▶ **YOUR INSTRUCTIONS**
Among the records that follow, count the lines where "issues" appears, and state the count by itself.

Saved data entries

PR #3144, opened 2016-02-13
Start documenting cabal-install integration tests

grayjay:
/cc @BardurArantsson

PR #3148, opened 2016-02-14
Format cabal-install/tests/README.md

grayjay:
This is a follow-up to #3144 that splits the README into 80-character lines.


grayjay:
Thanks!

23Skidoo:
If you use Emacs, you can just hit `M-q` to do this.

PR #3164, opened 2016-02-18
Run cabal-install unit tests on AppVeyor

grayjay:
I excluded the FileMonitor tests because of exceptions from `removeDirectoryRecursive` (https://github.com/haskell/cabal/issues/3126#issuecomment-184080769).

I also wanted to enable the integration tests, but I couldn't figure out how to exclude more than one group of tests.  `tasty` doesn't support multiple filters: https://github.com/feuerbach/tasty/issues/38.


23Skidoo:
Merged, thanks!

▶ **WRITTEN ANSWER**
2